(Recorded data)
···

PR #3350, opened 2015-09-01
Embed theano

AlOa:
Compile Theano's functions into shared libraries and call them from c++ program using Python/Numpy C api


theano/gof/cc.py
```diff
@@ -287,21 +287,23 @@ def struct_gen(args, struct_builders, blocks, sub):
...
             %(struct_cleanup)s
             %(storage_decref)s
-        }
-        int run(void) {
+        } // end cleanup()
+        int run(void);
+    };
+    """ % sub
+    run_code = """
+        DllExport int %(name)s::run(void) {
```
abergeron: Can you make run() not always be exported.  We try to keep the namespace clean for performance reasons.

theano/gof/cc.py
```diff
@@ -1321,6 +1327,17 @@ def cmodule_key_(self, fgraph, no_recycling, compile_args=None,
...
+        # We append it only if we are c_callable to don't trash the
+        # old compiled dir.
+        if c_callable:
+            sig.append('c_callable: ' + str(self.c_callable))
+            constants_vals = ""
+            for var in self.orphans:
+                if isinstance(var, graph.Constant):
+                    constants_vals += str(var.data.flatten())
+            if constants_vals != '':
+                sig.append('costants: '+constants_vals)
```
abergeron: costants -> constants

theano/gof/cc.py
```diff
@@ -1445,22 +1464,116 @@ def compile_cmodule(self, location=None):
...
+                        preargs=preargs,
+                        shared=False, py_module=False,
+                        code_filename='exec.cpp',
+                        out_filename='exec')
+                    mod_exec.gen_header(os.path.join(location, 'exec.h'))
+                    if sys.platform == "win32" and False:
+                        # I don't know why it work now, but this was needed in the past.
+                        # As this is complicated to find how to do it, I keep it here
+                        # just in case.
+                        mt = r"C:\Program Files (x86)\Microsoft SDKs\Windows\v7.0A\Bin\mt.exe"
```
abergeron: This is not ok since it will only work for people that have the Windows 7 SDK (32-bits).  We try to be a bit more flexible.

theano/gof/cc.py
```diff
@@ -1512,16 +1622,40 @@ def get_dynamic_module(self):
...
+                        mod.add_support_code(self.struct_code)
+                    else:
+                        mod.add_header_code("""
+                                            #ifdef _WIN32
+                                            #define DllExport __declspec(dllexport)
+                                            #else
+                                            #define DllExport
+                                            #endif
+                                            """)
+                        mod.add_header_code(self.struct_code)
```
abergeron: I can't help but feel that both parts of this condition do the same thing.

theano/gof/cc.py
```diff
@@ -1613,7 +1918,16 @@ class _CThunk(object):
...
-    def __init__(self, cthunk, init_tasks, tasks, error_storage):
+    def __init__(self, cthunk, init_tasks, tasks, error_storage, filename):
+        """
+        Parameters
+        ----------
+        cthunk: the CObject pointer used by run_cthunk
+        init_tasks: WRITEME
+        tasks: WRITEME
+        error_storage: WRITEME
+        filename: the dynamic lib that where this thunk is compiled.
```
abergeron: This is not numpydoc format

theano/gof/cmodule.py
```diff
@@ -208,7 +209,7 @@ def print_init(self, stream):
         print("}", file=stream)
 
     def add_include(self, str):
-        assert not self.finalized
+        # assert not self.finalized
```
abergeron: Why are you removing that assert?

theano/gof/cmodule.py
```diff
@@ -2039,11 +2061,135 @@ def try_flags(flag_list, preambule="", body="",
...
+            makefile += "%s " % (arg)
+        makefile += "\n"
+        for flags in cxx_falgs:
+            makefile += "CPPFLAGS+=%s\n" % (flags)
+        for flags in ld_flags:
+            makefile += "LDFLAGS+=%s\n" % (flags)
+        for flags in lib_flags:
+            makefile += "LDLIBS+=%s\n" % (flags)
+        makefile += "LDLIBS+=%s\n" % (library_name)
+        return makefile
```
abergeron: I think that generating a makefile is going a little far.  We do want people to be able to call our code but I don't think we need to provide *everything*.

theano/gof/op.py
```diff
@@ -922,7 +922,7 @@ def make_thunk(self, node, storage_map, compute_map, no_recycling):
         # condition: either there was no c_code, or it failed
         return self.make_py_thunk(node, storage_map, compute_map, no_recycling)
 
-
+
```
abergeron: Please remove extra whitespace.

theano/tensor/nnet/nnet.py
```diff
@@ -157,7 +157,7 @@ def c_code_template(dtype):
         {
             if (NULL != %(sm)s) Py_XDECREF(%(sm)s);
             %(sm)s = (PyArrayObject*)PyArray_SimpleNew(2, PyArray_DIMS(%(x)s),
-                                                       PyArray_TYPE((PyArrayObject*) py_%(x)s));
+                                                       PyArray_TYP(%(x)s));
```
abergeron: TYP -> TYPE

theano/tensor/nnet/nnet.py
```diff
@@ -999,7 +999,7 @@ def c_code_template(dtype):
         {
             if (NULL != %(nll)s) Py_XDECREF(%(nll)s);
             %(nll)s = (PyArrayObject*)PyArray_SimpleNew(1,
-                PyArray_DIMS(%(y_idx)s), PyArray_TYPE((PyArrayObject*) py_%(x)s));
+                PyArray_DIMS(%(y_idx)s), PyArray_TYPE(%(y_idx)s));
```
abergeron: Are you sure this change is ok?

theano/gof/cc.py
```diff
@@ -1445,22 +1464,116 @@ def compile_cmodule(self, location=None):
...
+                        py_dll = os.path.join(pp[-1], "python27.dll")
+                        manifest = os.path.join(location, "py_dll.manifest")
+                        exec_f = os.path.join(location, "exec.exe")
+                        call_subprocess_Popen('"' + mt + '"' +
+                                            " -inputresource:" + py_dll + ";#2 -out:" + manifest)
+                        call_subprocess_Popen('"' + mt + '"' +
+                            " -manifest " + manifest +
+                            " -outputresource:" + exec_f)
+
+            except Exception, e:
```
abergeron: `except Exception as e` for python 3

theano/gof/tests/test_shared_lib.py
```diff
@@ -0,0 +1,37 @@
...
+                      ((a, b), [a + b, a - b]),
+                  ]:
+        linker = theano.gof.CLinker(c_callable=True)
+        mode = theano.Mode(linker=linker)
+        f = theano.function(inps, out, mode=mode,
+                            on_unused_input='ignore')
+        theano.printing.debugprint(f, print_type=True)
+        #filename = f.fn.thunks[0].filename  # with linker=vm
+        filename = f.fn.filename  # with linker=c
+        print filename
```
abergeron: `print()` for python 3

doc/shared_library_howto/function.py
```diff
@@ -0,0 +1,11 @@
...
+import theano.tensor as T
+import numpy as np
+
+if __name__ == '__main__':
+    x = T.matrix('x')
+    y = T.vector('y')
+    linker = theano.gof.CLinker(c_callable=True)
+    mode = theano.Mode(linker=linker)
+    f = theano.function([x, y], [2 * x, T.dot(y, x)], mode=mode)
+    print f.fn.filename
```
abergeron: `print()` for python3

doc/shared_library_howto/howto.txt
```diff
@@ -0,0 +1,107 @@
...
+
+linker = theano.gof.CLinker(c_callable=True)
+mode = theano.Mode(linker=linker)
+f = theano.function(inputs, outputs , mode=mode)
+
+The shared library is build in a specific temp directory, in the Theano cache
+directory. To know in which directory, you can call print the fn.name
+property of the function
+
+print f.fn.filename
```
abergeron: If that is supposed to be a code block it needs to be indented.

doc/shared_library_howto/howto.txt
```diff
@@ -0,0 +1,107 @@
+
+Compiling and Using Theano functions as shared libraries
```
abergeron: Add capitals to the first letter of each word.

doc/shared_library_howto/howto.txt
```diff
@@ -0,0 +1,107 @@
...
+========================================================
+
+First one important note: this functionality is experimental, so not every
+features works, and some may not work as you expected.
```
abergeron: This would be better served with a `.. note` section to draw attention to it.

Also the text would read better as:

This functionality is experimental.  Not every feature works and some may break in unexpected ways or behave differently.

doc/shared_library_howto/howto.txt
```diff
@@ -0,0 +1,107 @@
...
+
+This functionality was only be tested on CPU code on a Linux machine.
```
abergeron: only be tested -> only tested

doc/shared_library_howto/howto.txt
```diff
@@ -0,0 +1,107 @@
...
+
+For now, shared variables not works.
```
abergeron: Rewrite as:

For now shared variables are not supported.

doc/shared_library_howto/howto.txt
```diff
@@ -0,0 +1,107 @@
...
+
+Clearly every node of function that you want to use as shared library must
+have a C implementation.
```
abergeron: Clearly every -> Every

node of function -> node of a function

doc/shared_library_howto/howto.txt
```diff
@@ -0,0 +1,107 @@
...
+ 
+To compile a function as shared library, you must use the CLinker with the the
```
abergeron: as shared library -> as a shared library

must use the CLinker -> must use CLinker

doc/shared_library_howto/howto.txt
```diff
@@ -0,0 +1,107 @@
...
+parameter c_callable=True:
+
+linker = theano.gof.CLinker(c_callable=True)
+mode = theano.Mode(linker=linker)
+f = theano.function(inputs, outputs , mode=mode)
```
abergeron: Missing indentation for code block.

doc/shared_library_howto/howto.txt
```diff
@@ -0,0 +1,107 @@
...
+
+The shared library is build in a specific temp directory, in the Theano cache
```
abergeron: is build in -> is built in

specific temp directory -> specific temporary directory

doc/shared_library_howto/howto.txt
```diff
@@ -0,0 +1,107 @@
...
+directory. To know in which directory, you can call print the fn.name
+property of the function
```
abergeron: Rewrite the second sentence as:

The name of the directory is stored in the name property of the function.

Also since the example below disagrees which one is right?  Is it `name` or `filename`

doc/shared_library_howto/howto.txt
```diff
@@ -0,0 +1,107 @@
...
+
+print f.fn.filename
+
+In this directory you find the .so library, the header file, a makefile and a
```
abergeron: you find the -> you will find the

doc/shared_library_howto/howto.txt
```diff
@@ -0,0 +1,107 @@
...
+exe.cpp which can be used as template to build your application. There is also
+a exec.h in which you find the command used to build the library.
```
abergeron: a exec.h -> an exec.h

you find -> you will find

doc/shared_library_howto/howto.txt
```diff
@@ -0,0 +1,107 @@
...
+
+Let's walk through an example to see how use the shared library.
```
abergeron: how use -> how to use

doc/shared_library_howto/howto.txt
```diff
@@ -0,0 +1,107 @@
...
+
+Build the shared library for the function in function.py:
+
+python function.py
```
abergeron: Indent for code block.

doc/shared_library_howto/howto.txt
```diff
@@ -0,0 +1,107 @@
...
+
+the outputs show you where Theano puts the library. To see if everything
```
abergeron: the -> The

doc/shared_library_howto/howto.txt
```diff
@@ -0,0 +1,107 @@
...
+works correctly go in that directory and launch the exec executable. You must
+get:
```
abergeron: You must get -> You should get

doc/shared_library_howto/howto.txt
```diff
@@ -0,0 +1,107 @@
...
+
+After import numpy (hexvalue)
+after import_array1()
+after cinit()
+run() from the shared library returned=0
+[[  0.   2.   4.   6.]
+ [  8.  10.  12.  14.]
+ [ 16.  18.  20.  22.]]
+[ 20.  23.  26.  29.]
+main end, before Py_Finalize
```
abergeron: Once again ident for code block.

doc/shared_library_howto/howto.txt
```diff
@@ -0,0 +1,107 @@
...
+
+Please note that, in general case, the exec can give some errors for generic
+functions because it makes some assumption on the data the can be wrong. Take
+it as a simple template.
```
abergeron: This might be better as a `.. note` section.

doc/shared_library_howto/howto.txt
```diff
@@ -0,0 +1,107 @@
...
+after import_array1()
+after cinit()
+run() from the shared library returned=0
+[[  0.   2.   4.   6.]
+ [  8.  10.  12.  14.]
+ [ 16.  18.  20.  22.]]
+[ 20.  23.  26.  29.]
+main end, before Py_Finalize
+
+Please note that, in general case, the exec can give some errors for generic
```
abergeron: Please note that, in the general case, -> In general,

abergeron: the exec can -> the program can

doc/shared_library_howto/howto.txt
```diff
@@ -0,0 +1,107 @@
...
+functions because it makes some assumption on the data the can be wrong. Take
```
abergeron: makes some assumption -> makes some assumptions

the data the can -> the data that can

doc/shared_library_howto/howto.txt
```diff
@@ -0,0 +1,107 @@
...
+it as a simple template. 
+
+Theano compiles the function as a C++ class with variables mapped to internal
+variables. To run the function you initialized the class calling the cinit
```
abergeron: you initialized -> you initialize

doc/shared_library_howto/howto.txt
```diff
@@ -0,0 +1,107 @@
...
+function. Then pass the values of inputs variables as numpy array and call the
```
abergeron: function. Then pass -> function, then pass

as numpy array -> as numpy arrays

doc/shared_library_howto/howto.txt
```diff
@@ -0,0 +1,107 @@
...
+run method. If there is no errors you can get the outputs values from C++
```
abergeron: If there is no -> If there are no

from C++ class -> from the C++ class members.

doc/shared_library_howto/howto.txt
```diff
@@ -0,0 +1,107 @@
...
+class.
+To C++ class variable must be set and get using the PyList_SetItem and
```
abergeron: I have no idea what this sentence is supposed to be, but it is wrong (syntactically).

doc/shared_library_howto/howto.txt
```diff
@@ -0,0 +1,107 @@
...
+PyList_GET_ITEM respectively.
+
+Open the exec.cpp with your preferred editor. After the includes  you find a
```
abergeron: Rewrite the first two sentences as:

In the exec.cpp file you will find after the includes a comment with the mapping between theano inputs and class members.

doc/shared_library_howto/howto.txt
```diff
@@ -0,0 +1,107 @@
...
+comment with the mapping between the function variables and class variables
+that you can use to set inputs and get outputs.
+In main Python is initialized e numpy is imported. After the C++ is
```
abergeron: `main` needs some markup to signify that it's a noun.

is initialized e numpy -> is initialized and numpy

Rewrite the sentence that starts with `After the C++` to:

Then the theano library is initialized with a call to `cinit()`.  After that there is the definition of two numpy arrays and they are set as function inputs.

doc/shared_library_howto/howto.txt
```diff
@@ -0,0 +1,107 @@
...
+initialized calling the  cinit function, you find the can find the defintion
+of two numpy arrays and how they are set as function inputs. Then the run
```
abergeron: Will it always be two numpy arrays or is that just for this example.  If it's just for the example you might want to explain that.

doc/shared_library_howto/howto.txt
```diff
@@ -0,0 +1,107 @@
...
+method is called and the outputs values are return if there are no errors.
```
abergeron: are return -> are returned

doc/shared_library_howto/howto.txt
```diff
@@ -0,0 +1,107 @@
...
+
+One thing you can do to better understand how code work, is to change the
```
abergeron: how code works -> how the code works

abergeron: Also delete the comma just after works

doc/shared_library_howto/howto.txt
```diff
@@ -0,0 +1,107 @@
+
```
abergeron: Couldn't this be in the tutorial/ directory with the rest of the tutorials?

doc/shared_library_howto/howto.txt
```diff
@@ -0,0 +1,107 @@
...
+comment with the mapping between the function variables and class variables
+that you can use to set inputs and get outputs.
+In main Python is initialized e numpy is imported. After the C++ is
+initialized calling the  cinit function, you find the can find the defintion
+of two numpy arrays and how they are set as function inputs. Then the run
+method is called and the outputs values are return if there are no errors.
+
+One thing you can do to better understand how code work, is to change the
+inputs values. As an example you can delete from 35 to 52 and substitute them
+with;
```
abergeron: with; -> with:

doc/shared_library_howto/howto.txt
```diff
@@ -0,0 +1,107 @@
...
+Open the exec.cpp with your preferred editor. After the includes  you find a
+comment with the mapping between the function variables and class variables
+that you can use to set inputs and get outputs.
+In main Python is initialized e numpy is imported. After the C++ is
+initialized calling the  cinit function, you find the can find the defintion
+of two numpy arrays and how they are set as function inputs. Then the run
+method is called and the outputs values are return if there are no errors.
+
+One thing you can do to better understand how code work, is to change the
+inputs values. As an example you can delete from 35 to 52 and substitute them
```
abergeron: I will assume that 35 to 52 refers to lines and thus this:

delete from 35 to 52 -> delete from line 35 to line 52

doc/shared_library_howto/howto.txt
```diff
@@ -0,0 +1,107 @@
...
+There are differents way to intialize numpy vectors with yours values, using numpy C api (http://docs.scipy.org/doc/numpy/reference/c-api.html) or using something like BoostNumpy (https://github.com/ndarray/Boost.NumPy).
+
+
+
+
+
+
+  
+
+
```
abergeron: Remove extra newlines at the end.

theano/gof/cc.py
```diff
@@ -1445,22 +1464,116 @@ def compile_cmodule(self, location=None):
                 preargs.remove('-DREPLACE_WITH_AMDLIBM')
             if 'amdlibm' in libs:
                 libs.remove('amdlibm')
-        # We want to compute the code without the lock
+
+        if self.c_callable:
+            # Add the include filename with the placeholder, as the hash is not
+            # yet computer, but we need to add the include to compute the hash.
```
abergeron: computer -> computed

theano/gof/cc.py
```diff
@@ -1445,22 +1464,116 @@ def compile_cmodule(self, location=None):
...
+                    mod_exec.add_header_code(
+                        "//command line used to compile the shared lib: \n" +
+                        "//" + ' '.join(
+                            c_compiler.compile_command(
+                                module_name=mod.code_hash,
+                                location=location,
+                                include_dirs=self.header_dirs(),
+                                lib_dirs=self.lib_dirs(),
+                                libs=libs,
+                                preargs=preargs)[2]))
```
abergeron: Why do we do this?

theano/gof/cc.py
```diff
@@ -1445,22 +1464,116 @@ def compile_cmodule(self, location=None):
...
+                            c_compiler.compile_command(
+                                module_name=mod_exec.code_hash,
+                                location=location,
+                                include_dirs=self.header_dirs(),
+                                lib_dirs=self.lib_dirs(),
+                                libs=libs,
+                                preargs=preargs,
+                                shared=False, py_module=False,
+                                code_filename='exec.cpp',
+                                out_filename='exec')[2]))
```
abergeron: Why do we do this twice with a slight difference (the input/output file name)?

theano/gof/cc.py
nouiz: Windows isn't a prio. So if you prefer to note do it, we will still accept the PR. Just add a TODO here in that case.

theano/gof/cmodule.py
nouiz: I think we should keep the makefile generation. When I worked on that, the flags where hard to find manually.

theano/tensor/nnet/nnet.py
nouiz: the make_node() method tell that the nll output have the same dtype as x, not as y_idx. So just change y_idx to x in the part that you changed. Good catch.

theano/gof/cmodule.py
```diff
@@ -2039,11 +2061,135 @@ def try_flags(flag_list, preambule="", body="",
...
+            lib_dirs.append(python_lib)
+
+        cpp_filename = os.path.join(location, code_filename)
+
+        if shared:
+            assert out_filename is None
+            out_filename = os.path.join(location, '%s.%s' %
+                                        (module_name, get_lib_extension()))
+
+            _logger.debug('Generating shared lib %s', out_filename)
```
nouiz: The string don't match what this does. I would just remove it.

theano/gof/cmodule.py
```diff
@@ -2039,11 +2061,135 @@ def try_flags(flag_list, preambule="", body="",
...
+            cmd = [theano.config.cxx, get_gcc_shared_library_arg(), '-g']
+        else:
+            assert not py_module
+            if out_filename is None:
+                out_filename = os.path.join(location, module_name)
+            else:
+                out_filename = os.path.join(location, out_filename)
+            _logger.debug('Generating exec %s', out_filename)
```
nouiz: idem

theano/gof/cmodule.py
```diff
@@ -2039,11 +2061,135 @@ def try_flags(flag_list, preambule="", body="",
...
+            makefile += "CPPFLAGS+=%s\n" % (flags)
+        for flags in ld_flags:
+            makefile += "LDFLAGS+=%s\n" % (flags)
+        for flags in lib_flags:
+            makefile += "LDLIBS+=%s\n" % (flags)
+        makefile += "LDLIBS+=%s\n" % (library_name)
+        return makefile
+
+    @staticmethod
+    def compile_command(module_name, location=None,
```
nouiz: Since my original prototype, we extracted from compile_str some code that was moved to compile_args.

I think this new method should reuse it to move duplicate code.

nouiz: This would also remove possible maintenance problems.

Ideally, compile_str should reuse compile_command, but this can be let to later.

theano/gof/cmodule.py
```diff
@@ -2105,10 +2261,23 @@ def compile_str(module_name, src_code, location=None,
         if python_lib not in lib_dirs:
             lib_dirs.append(python_lib)
 
-        cppfilename = os.path.join(location, 'mod.cpp')
-        cppfile = open(cppfilename, 'w')
+        if shared:
+            hide_symbols = False
```
nouiz: I think that for now, this is good. But can you add a todo to tell that we should explicitly mark as visible the part that need that and don't override that?

theano/gof/cmodule.py
nouiz: compile_str already reuse it. But I think we should have compile_command call the new compile_args method.

nouiz:
About shared var. I think this could be in 2 steps.

1) compile the function as in this PR
2) add a method to the class Function that generate the pickle file with the shared variables.

Then the example executable could take a filename as parameter and use it to load the shared var data.

What do you think of this plan?

theano/gof/cc.py
AlOa: Yes, I think we can export the run method only in the case the function is compiled as shared library

theano/gof/cc.py
AlOa: Ok. I don't have a Windows machine so I can' test it.

theano/gof/cmodule.py
AlOa: The problem is that the module_from_key() first calls the DynamicModule code function that set the finalized flag, after that it compiles the code and in that stage the add_include function is called and the assert not self.finalized fails.

theano/gof/cmodule.py
AlOa: While I worked on the code generation I found the make file very useful.

theano/gof/cc.py
AlOa: If we generate the makefile, probably this can be removed

AlOa:
Your solution has the add that one can change the values of shared variables without recompile the code, which is useful.
So I think we can  follow this route.

theano/gof/cc.py
AlOa: I was wrong. 
I think we should keep it. Knowing the command and the flags used to compile the library can be useful.

theano/gof/cc.py
AlOa: For a c_callable function the declaration should be added to the header code of the shared library while for a 'normal' function it should be added directly to the *.cpp module.

theano/gof/cc.py
AlOa: I made a commit to remove the  DllExport for non c_callable function. But now I think that  is no enough . Probably we should make refactor the code so that for non c_callable function we can use a anonymous namespace.

theano/gof/cmodule.py
AlOa: It seems to me that it already use GCC_compiler.compile_args(). compile_command is called by compile_args which is called in lazylinker_c.py at line 126:

args = cmodule.GCC_compiler.compile_args()
cmodule.GCC_compiler.compile_str(dirname, code, location=loc, preargs=args)

we can make a refactor the code so that compile_args() will be called inside compile_commad.

AlOa:
I'm working on the C++ code for loading shared variables from files. I'm thinking to use the name of the C++ class internal variable connected to shared variable as  name of the file ( the mapping is printed at the beginning of the exec.cpp file). Do you have a better idea?

AlOa:
I added the management of shared variables.
The shared variables are loaded from a npy files that have the name of the C++ class internal variables connected to them (The mapping is printed at the beginning of the exec file)
The files must be in the same directory in which the executable file ru

AlOa:
Hi,
now everything seem to work correctly ( all test are passed ) but travis signals a syntax error on a dictionary comprehension that seems right. I missing something?

abergeron:
You have to put `k, v` in parentheses: `(k, v)`.

AlOa:
I made the correction.
Now I will correct the conflict with the last  head branch caused by the pull request #3694.
After that you will think that this pr can be merged?

AlOa:
I added the parentheses, but travis continues to signal a syntax error in dictionary comprehension.
Frankly I don't understand why.

theano/gof/cc.py
```diff
@@ -1648,6 +1796,205 @@ def instantiate_code(self, n_args):
...
+                   **locals())
+        # TODO, should struct_ptr.cleanup() cleanup the __ERROR structure
+        return main
+
+    def cinit_code(self):
+        code = StringIO()
+        n_args = len(self.args)
+        struct_name = self.struct_name
+        param = ','.join('PyObject * arg_%i' % n for n in range(n_args)), ');'
+        symbol2r = {v: k for (k, v) in self.r2symbol.items()}
```
nouiz: This isn't valid python 2 syntax.

I think this would work:

`dict([(v, k) for (k, v) in self.r2symbol.items()])`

···

[Work instructions]:
Check each line of the records for "might" and copy the ones that contain it.

[Output of the exercise]:
abergeron: This might be better as a `.. note` section.
abergeron: Will it always be two numpy arrays or is that just for this example.  If it's just for the example you might want to explain that.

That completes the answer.